» DESCRIPTION OF THE TASK:
Pull every line from the records that has the word "VIOLATIONS" in it.
##### GIVEN RECORDS #####
PR #8307, opened 2026-09-02
fix(admin-ui): server-backed KYC pagination, contract test, and 404/405 truthfulness

### LINKED ISSUE #8163: fix(kyc): align the paginated case-list contract before Admin UI pagination
## Problem

`KycResource.listCases` returns an envelope `{ items, total, page, size, statusFilter }` and accepts `page`, `size`, and `status`. The committed OpenAPI 1.7.0 instead declares the 200 response as a raw array. The Admin UI currently relies on the implementation shape only opportunistically, requests no page/size, and therefore silently shows the default first 20 records as if they were the full KYC queue.

A separate truthfulness defect exists in the UI: HTTP 405 from either list route is converted to `no_data`, although only the party lookup 404 means that no case exists. A 405 is a method/route-contract failure and must not be presented as an empty answer.

## Acceptance criteria

- Update the KYC OpenAPI list response to the exact implemented envelope and add a provider-level contract test.
- Specify total/page/size/statusFilter nullability and bounds consistently with `KycResource`.
- Verify the implementation returns the declared shape for page 0 and a later page.
- Then add Admin UI server-backed pagination using the declared contract and truthful ranges/empty states.
- Treat only party lookup 404 as `no_data`; 405 and other route failures remain unavailable.
- Preserve KYC RBAC, party lookup semantics, and four-eyes mutation controls.
- Add regression coverage for page transitions, shrinking totals, stale/out-of-order responses, 404 versus 405, and auth-loss fail-closed behavior.

## Rollout note

Land and release the contract correction before, or atomically with, the Admin UI consumer. Do not ship UI pagination against an undocumented response shape.

JiRaska:
## Summary

Follow-up to #8164 (the OpenAPI-only correction). This PR is the runtime + Admin UI half of #8163:

1. **Contract test** — `KycCaseListPageContractIT` proves the corrected `openapi.yaml` (1.8.0,
   `{items,total,page,size,statusFilter}`) actually matches what `KycResource.listCases` returns,
   for page 0 and a later page, and that `statusFilter` echoes the applied filter. #8164 deliberately
   deferred this so it could stay a mechanical spec-only correction; this PR supplies it before the
   Admin UI is allowed to depend on the contract.
2. **Admin UI server-backed pagination** — `openbank-admin-ui/src/app/kyc/page.tsx` now requests
   `?page=&size=20` explicitly against the declared `KycCasePage` envelope instead of silently
   rendering the implementation's default first page as if it were the whole KYC queue. Adds
   Previous/Next controls, a truthful "Showing X-Y of N" range, and a stale/out-of-order response
   guard (`requestSeq` ref) so a superseded request can never clobber a newer one's state — the
   escape hatch is the "All cases" button, which stays enabled while a request is in flight so an
   operator is never stuck behind a slow filter.
3. **404-vs-405 truthfulness fix** — only a genuine 404 from the **party-scoped** lookup
   (`GET /api/v1/kyc/cases/party/{partyId}`, `KycResource.getCaseByParty`) now maps to the `no_data`
   empty state. A 405, or a 404 on the unscoped list route, is a route-contract failure and now
   surfaces through the normal `classifyBffFailure` path (`not_found`/`error`) instead of reading as
   "no cases exist."

## Type of change

- [x] fix

## Linked issues

Closes #8163
Builds on #8164

## Changes

- `openbank-kyc-service/src/test/kotlin/com/openbank/kyc/contract/KycCaseListPageContractIT.kt` — new
  `@QuarkusTest` + Testcontainers-Postgres IT (pattern from `KycOutboxWriteIT`), 3 cases: page 0 shape
  + size respected, page 1 echoes its own page number with total consistent across pages, and
  `statusFilter` echo.
- `openbank-admin-ui/src/app/kyc/page.tsx` — pagination state (`page`, `total`), `requestSeq` staleness
  guard, corrected 404-vs-405 mapping, pager UI.
- `openbank-admin-ui/src/test/kyc-pagination-and-error-mapping.test.tsx` — new regression coverage:
  page-0 request shape, Next/Previous transitions, Next disabled on the last page, a real
  out-of-order-response race (party lookup superseded by "All cases"), party-404 → `no_data`, and
  405 / unscoped-404 must NOT become `no_data`.
- `openbank-admin-ui/src/test/kyc-party-search.test.tsx` — updated its list-route mock to the
  envelope shape (was asserting against the old raw-array response).

## Definition of Done

- [x] `./gradlew :openbank-kyc-service:compileTestKotlin` and the new `KycCaseListPageContractIT`
      pass locally (Testcontainers Postgres).
- [x] `npm test -- kyc-` (admin-ui, via the `pretest` hook) — 9/9 passing, 4 files.
- [x] RBAC, party lookup semantics for the single-case response, and four-eyes approve/reject are
      untouched — this PR is read/pagination/error-mapping only.
- [x] No secrets, tokens, or personal data added.

## Security checklist

- [x] No secrets, tokens, passwords, fixtures, or personal records added.
- [x] No suppression, unsafe cast, or dependency added.
- [x] Auth, RBAC, KYC state transitions, and four-eyes controls are unchanged.
- [x] `check-agent-pr-guard.py --paths <files>` flags this PR as touching `openbank-kyc-service`
      (kyc is an `extra_protected_tokens` entry — high blast radius though not money-path) — flagging
      it for human review, as intended; it is not asking anyone to bypass anything.

## Compliance impact

- [x] GDPR
- [x] AML / 5AMLD
- [ ] PCI DSS
- [ ] DORA
- [ ] PSD2 / SCA / RTS
- [ ] CNB reporting
- [ ] None

This removes an operational risk where an operator could believe they were viewing the complete KYC
queue while only seeing its default first page, and a route-contract failure (405) could read as "no
cases" instead of "unavailable."

## Rollout / Rollback

- Deployment strategy: normal kyc-service + admin-ui release; contract test only, no schema/migration
  changes.
- Rollback plan: revert this PR; #8164's spec correction can stand alone.

## Reviewer notes

Compare `KycCaseListPageContractIT` against `KycResource.listCases` and the `KycCasePage` schema in
`openapi.yaml` (1.8.0, landed in #8164). The Admin UI diff is confined to `src/app/kyc/page.tsx`; no
other KYC-adjacent screens were touched.

### DIFF
--- a/openbank-admin-ui/src/app/kyc/page.tsx
+++ b/openbank-admin-ui/src/app/kyc/page.tsx
@@ -15,11 +15,21 @@ import { Can } from '@/components/auth/AuthGuard'
 import { PartySearch, type PartyHit } from '@/components/party/PartySearch'
 
 const KYC_SERVICE = '/api/svc/kyc-service'
+const PAGE_SIZE = 20
 
 interface KycCase {
   id: string; partyId: string; status: string
   checks: { checkType: string; status: string }[]
   reviewedBy?: string; createdAt: string; updatedAt: string
+}
+
+/** Envelope returned by GET /api/v1/kyc/cases (KycResource.listCases, openapi.yaml KycCasePage). */
+interface KycCasePage {
+  items: KycCase[]
+  total: number
+  page: number
+  size: number
+  statusFilter: string | null
 }
 
 export default function KycPage() {
@@ -36,22 +46,34 @@ export default function KycPage() {
   const [loadedPartyId, setLoadedPartyId] = useState<string | null>(null)
   const loadedPartyIdRef = useRef<string | null>(null)
   const [selectedParty, setSelectedParty] = useState<PartyHit | null>(null)
+  // Server-backed pagination against the declared KycCasePage envelope (issue #8163) —
+  // `page`/`total` are only meaningful in list mode; the party-scoped lookup returns a single case.
+  const [page, setPage] = useState(0)
+  const [total, setTotal] = useState<number | null>(null)
+  // Requests can race (e.g. a slow page-1 response landing after a page-2 click) — only the
+  // most recently ISSUED request may commit state, never whichever happens to resolve first.
+  const requestSeq = useRef(0)
 
-  const load = useCallback(async (requestedPartyId = partyId) => {
+  const load = useCallback(async (requestedPartyId = partyId, requestedPage = page) => {
     const scope = requestedPartyId || null
+    const seq = ++requestSeq.current
     setLoading(true); setUnavailable(null)
     try {
       const url = requestedPartyId
         ? `${KYC_SERVICE}/api/v1/kyc/cases/party/${requestedPartyId}`
-        : `${KYC_SERVICE}/api/v1/kyc/cases`
+        : `${KYC_SERVICE}/api/v1/kyc/cases?page=${requestedPage}&size=${PAGE_SIZE}`
       const res = await fetch(url, { signal: AbortSignal.timeout(5000) })
+      if (seq !== requestSeq.current) return // superseded by a newer request — drop this response
       if (!res.ok) {
         const kind = await classifyBffFailure(res)
-        // A genuine 404/405 on the cases endpoint means "no case for this party",
-        // not a broken app — degrade to the calm empty state rather than an error.
-        const unavailableKind = res.status === 405 || kind === 'not_found' ? 'no_data' : kind
+        // Only a genuine 404 on the PARTY-SCOPED lookup means "no case exists for this party".
+        // A 405 (or a 404 on the unscoped list route) is a route-contract failure — surfacing it
+        // as an empty result would tell an operator the KYC queue is empty when it is actually
+        // unavailable (issue #8163).
+        const isPartyLookupMiss = Boolean(scope) && res.status === 404
+        const unavailableKind = isPartyLookupMiss ? 'no_data' : kind
         if (unavailableKind === 'no_data' || loadedPartyIdRef.current !== scope) {
-          setCases([])
+          setCases([]); setTotal(null)
           loadedPartyIdRef.current = unavailableKind === 'no_data' ? scope : null
           setLoadedPartyId(unavailableKind === 'no_data' ? scope : null)
         }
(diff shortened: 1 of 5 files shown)


JiRaska:
### The failing test is not in this PR's blast radius

`Admin UI build` is red on **one** test out of 423 files, and it is not one of yours:

```
FAIL  src/test/interest-recovery.test.tsx > interest snapshot recovery >
      keeps a retained privileged snapshot blocked through an HTTP 403 retry
AssertionError: expected "vi.fn()" to be called 3 times, but got 2 times
Test Files  1 failed | 422 passed (423)
```

This PR touches four files — `app/kyc/page.tsx`, two KYC tests and a KYC contract IT — and nothing
under `interest`. No shared helper, no shared fixture.

**Measured on clean `origin/main`, in isolation: 5 runs, 5 passes.** So the test is not
deterministically broken, and "expected 3 calls, got 2" on a retry path is the shape of a race rather
than a wrong assertion.

**Stating the limit, because it matters here:** those five runs were the file on its own. CI runs the
whole suite, where ordering and parallelism are exactly what would make a call-count race show up. A
single-file pass does not clear the full-suite case, so I have a full-suite repeat running on clean
main and will add the result. If that comes back green twice, the honest reading is a flake in
`interest-recovery.test.tsx` that this PR merely collided with — worth a flaky-test-hunter entry rather
than a change here.

`Trivy` is also red; that one is worth reading separately, since it is not a test outcome.

JiRaska:
### Full-suite result: green on clean `main`, so this is a flake you collided with

Following up on the limit I stated above — a single-file pass could not clear the full-suite case,
because ordering and parallelism are exactly what would surface a call-count race. So I ran the whole
suite on a clean `origin/main` worktree:

```
Test Files  430 passed (430)
```

`interest-recovery.test.tsx` passes there, in the same run as everything else. Together with 5/5 in
isolation, and with this PR touching four KYC files and nothing under `interest`, the reading is:

- the assertion is not wrong,
- the test is not broken on `main`,
- **`expected 3 calls, got 2` on a retry path is a race**, and this PR met it by being the run that
  happened to lose it.

So nothing to change here. A re-run should clear `Admin UI build`.

Worth an entry for the flaky-test-hunter rather than a fix in this PR — the useful detail for whoever
picks it up is that the failing assertion counts invocations on a **retry** path, which is the shape
that goes wrong when the second attempt has not landed by the time the assertion runs. A `waitFor` on
the call count, rather than a bare `toHaveBeenCalledTimes`, is the usual repair.

`Trivy` is still red and is a separate question — it is not a test outcome, so a re-run will not
address it.

JiRaska:
Correcting my own last line: I said Trivy was red and "a re-run will not address it". Re-read after
posting — it is not red.

```
Trivy   conclusion=SUCCESS  (run at 21:54)
Trivy   IN_PROGRESS         (re-run at 22:03)
```

The PR currently has **0 failing checks** — 20 pass, 2 pending (`Trivy` and `Admin UI build`, both
re-running). The earlier `Trivy` entry I read as a failure had already succeeded; I was looking at a
list that included an in-flight re-run, and the log I tried to open came back `BlobNotFound` because
that job had not written one yet.

So the `Admin UI build` re-run is the only thing left to watch, and the full-suite evidence above says
it should come back green.

JiRaska:
Second full-suite run finished, and it strengthens the conclusion rather than repeating it — because
it failed on a **different** test:

| run | result |
|---|---|
| clean `main`, full suite #1 | 430 passed (430) |
| clean `main`, full suite #2 | 1 failed — `src/test/iaops-case-list-page.test.tsx` |
| CI, this PR | 1 failed — `src/test/interest-recovery.test.tsx` |

Three runs of the same code, three outcomes, two different files. So it is not "one flaky test this PR
happened to meet" — the admin-ui suite does not settle, and any PR can be red on a file it never
touched.

Nothing to change here, and I have recorded the observation with both failures and the reproduction
method on #5285 (the flake log), since it generalises well past this PR.

One method note that matters if you re-check: `interest-recovery.test.tsx` passes **5/5 in isolation**
on the same worktree. Only the full-suite run reproduces it — so re-running that single file is not
evidence either way.

PR #8321, opened 2026-09-02
feat(delegation): reserve delegated spend, so a payment-capable grant can exist

JiRaska:
## What

ADR-0249 D3 says the edge reserves against a grant's cumulative ceilings before initiating a delegated payment, confirms on a settled outcome and releases on failure. delegation-service has owned that reservation API for some time — aggregate, ledger, REST surface, OpenAPI, tests. **Nothing called it.** Fleet-wide, `/api/v1/delegations/{id}/reservations` had zero callers, so the cumulative ceiling was countable and never counted.

This wires it, and then removes the refusal that had become a deadlock.

## The deadlock this closes

The customer channel refused `dailyLimit`/`monthlyLimit` with `400 CUMULATIVE_LIMIT_UNSUPPORTED`, on the ground that nothing counted cumulative spend. delegation-service **requires** a cumulative ceiling on any grant carrying `ACCOUNT_INITIATE_PAYMENT` (D5 — no unlimited access to someone else's account by omission).

Verified live against the sandbox, both halves:

```
A) with a ceiling    → 400 {"code":"CUMULATIVE_LIMIT_UNSUPPORTED"}   (edge)
B) without a ceiling → 400 {"code":"SPEND_WITHOUT_CEILING"}          (delegation-service)
```

So a payment-capable grant could not be created through the customer channel **at all**. And `POST /customer/v1/cards/delegated` requires exactly such a grant to exist — so the additional-cardholder route was unreachable too, answering 403 for a reason no error message named.

Order matters here: the reservation is wired first, so the refusal's premise is actually false before the refusal goes.

## Decisions worth reviewing

- **Reserve before the SCA gate, not after.** A payment the ceiling will refuse must not first cost the customer a biometric prompt and a single-use challenge they cannot get back. Every return past that point releases.
- **A reservation that cannot be established is a refusal.** Upstream down or unparseable stops the payment. An advisory ceiling is not a ceiling.
- **The reservation carries the payment's idempotency key**, so a rail replay takes the headroom once. With no key supplied, each attempt reserves separately — over-counting a retry rather than under-counting a limit.
- **An owner reserves nothing.** No grant, no ceiling. Pinned by a negative test, because a reservation attempted there would 404 and turn every ordinary payment into a 403.
- **`confirmed` means the rail accepted the instruction, not that it settled.** A payment accepted and later failed in clearing leaves the headroom consumed. That over-counts, which is the safe direction for a ceiling — stated in the code and the threat model rather than implied.
- **The 403 names the delegate's own limit** (`DELEGATED_SPEND_LIMIT_EXCEEDED`) but not how much is left. They already know they hold the grant, so this is not an oracle; the grantor's configured numbers stay in the audit trail.

## Tests

`:openbank-customer-edge:test --tests '*Delegat*'` — 55 tests, 0 skipped, 0 failures.

Six new cases over the reservation lifecycle: reserve-and-confirm on the happy path, refusal before SCA when the ceiling is hit, release on a rail refusal, release on an SCA refusal, refusal when delegation-service is unreachable, and the negative control that an owner's own payment reserves nothing.

The two ceiling tests are inverted rather than deleted — from "must be refused" to "must be forwarded verbatim", asserting on the forwarded body, since a route that dropped the field would still answer 201.

`LegacyDelegationArmRefusedIT` needed the reservation stubbed and `delegation-service-url` pointed at the loopback: without it, its control case passed for the wrong reason.

## Not in this PR

The spend-reservation audit events and grantor notification (#5728) are still unbuilt. This adds the caller the counter was written for; the observability half stays open.

## Linked issues
Refs #5728


JiRaska:
Rebased onto main and re-bumped `info.version` **1.48.0 → 1.50.0**.

#8336 took 1.48.0 while this was open, so the branch was declaring a version main already has — an API change shipped under an existing version, which is what the api-contract gate exists to stop (and the class of defect #8150 tracks). The PR still showed **CLEAN** because its checks last ran before that merge; a green tick on a stale run is not evidence, and this was found by diffing the branch's spec against main's rather than by reading the checks.

1.49.0 is left for #8367. Whichever of the two merges second needs its own re-bump — there is no way to make both correct at once.

Both commits re-signed after the rebase.

PR #8334, opened 2026-09-03
feat(notification): alert grantor on first delegated spend

JiRaska:
## Summary
- create one security inbox notification only after `SpendConfirmed`
- persist a producer-owned deduplication key so Kafka redelivery cannot create a second row or send
- classify the grantor notification as SECURITY and reject a non-delegation source

## Verification
- `DelegationNotificationConsumerTest`: 10/10 green
- `NotificationConsumerIT`: 16/16 green, including real Postgres plus in-memory Kafka duplicate delivery

## Rollout
Stacked on #5857 because it supplies the transactional `SpendConfirmed` source event. No activation or deployment is included here.

Refs #5728

## Security checklist

- [x] Auth / crypto / payment code changed? → payment-adjacent: delegated-spend audit events (SpendReserved/SpendConfirmed/SpendReleased) re-emitted and a first-delegated-use notification; no authorization decision changes — the events record what already happened.
- [x] PII path changed? → no — notification content references party/grant ids, no new PII.


JiRaska:
**Both gate failures are stale, not yours — but re-running will not clear them. This one needs a rebase.**

`gate-graduation-guard` fails on a lapsed governance deadline, not on anything this PR touches:

```
::error file=openbank-libs/governance/rules.yaml,line=1956::target_enforce_date 2026-08-31 has passed
and this rule is still advisory/planned (ADR-0144).
check-gate-graduation: 20 advisory/planned rule(s) checked, VIOLATIONS above.
```

That was fixed on `main` after this branch's last run (2026-09-03). Measured three ways just now, each in its own detached worktree:

| tree | exit | result |
|---|---|---|
| `origin/main` | **0** | `18 advisory/planned rule(s) checked, all carry a live target_enforce_date` |
| `origin/feat/notification-delegation-first-use` | **1** | `20 ... VIOLATIONS above` |
| the branch **merged with current `main`** | **0** | `18 ... all carry a live target_enforce_date` |

The branch is **1692 commits behind** `main`. Two rules graduated in between, which is the whole difference between 20 and 18.

**Why `gh run rerun` will not help here** — and this is the part worth separating from the usual advice. A rerun replays the original event, so it re-runs against the same merge commit, whose tree still contains the lapsed `rules.yaml`. That works for failures whose cause is *outside* the repo (the `Dependency review` / `Trivy` flake going around tonight clears on a rerun, because the fix was server-side). It cannot work for a failure whose cause is repo content. **Rebase onto `origin/main`, or merge `main` into the branch** — either makes both gates green without touching your change.

`feature-flag-governance` is in the same state; a merge with current `main` clears it too.

Method note: I read the verdict from the run's `gate-results-*.json` artifact rather than the job log — the gates job prints its meta-gate self-test fixtures, which fail on purpose and are indistinguishable from real failures when grepped.

PR #8367, opened 2026-09-03
docs(customer-edge): publish the surface fields the proxy already forwards

JiRaska:
## What

`getSurface` returns engagement-service's response **verbatim** (`upstream.get(...)`), and that response carries `values`, `deepLink` and `interactionRef` — see the service's own `SurfaceContent`. The edge's `EngagementSurfaceContent` declared only `id`/`slot`/`type`/`variables`.

Three fields the edge serves were invisible to any client reading the contract. No behaviour change here; they are already on the wire.

## Why each one matters

- **`values`** — catalogue items declare variable *keys* only; a trusted campaign assignment is the one case that carries resolved copy. Without it a campaign banner renders with its variables unfilled.
- **`deepLink`** — without it a banner tap has nowhere to go, which is most of what a banner is for.
- **`interactionRef`** — without it the engagement event cannot carry attribution back, so the campaign feedback loop silently measures nothing.

## The part worth reading

I also wrote down where the deep-link trust boundary actually sits, because the schema is the only place a client would look.

engagement-service enforces the **scheme** and nothing else — `CampaignBannerPlacement` does `require(deepLink.startsWith("openbank://"))`, with no constraint on the destination. So a campaign author can emit `openbank://` anything, and **a client must resolve the route through its own allowlist and ignore what it does not recognise.**

That was already true and undocumented. A client written against the old schema could not have known to do it — which is exactly the kind of gap that produces a client that "works" until a campaign points somewhere it shouldn't.

## Note on ordering

Bumps `info.version` 1.48.0 → 1.49.0. If open-bank-oss#8321 (still open, money-path) merges after this, it needs a re-bump to 1.50.0 — it currently claims 1.48.0.

## Linked issues
N/A — publishing already-served fields found while wiring the app client.

### DIFF
--- a/openbank-customer-edge/src/main/resources/openapi.yaml
+++ b/openbank-customer-edge/src/main/resources/openapi.yaml
@@ -3,7 +3,7 @@
 openapi: 3.1.0
 info:
   title: Customer Edge API
-  version: 1.48.0
+  version: 1.49.0
   description: >-
     Customer-facing edge proxy (ADR-0065). Single internet-facing entry point for the
     retail customer app. Validates JWTs from the openbank-customers Keycloak realm,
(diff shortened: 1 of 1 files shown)


JiRaska:
Closing as already delivered. Rebasing this branch onto current main leaves **an empty diff** — the served-but-undeclared surface fields it was publishing (`values`, `deepLink`, `interactionRef`) are now declared on main, so there is nothing left for this PR to add.

Its consumer, app#595, merged earlier today and is unblocked.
#####
» PROBLEM SOLUTION:
check-gate-graduation: 20 advisory/planned rule(s) checked, VIOLATIONS above.
| `origin/feat/notification-delegation-first-use` | **1** | `20 ... VIOLATIONS above` |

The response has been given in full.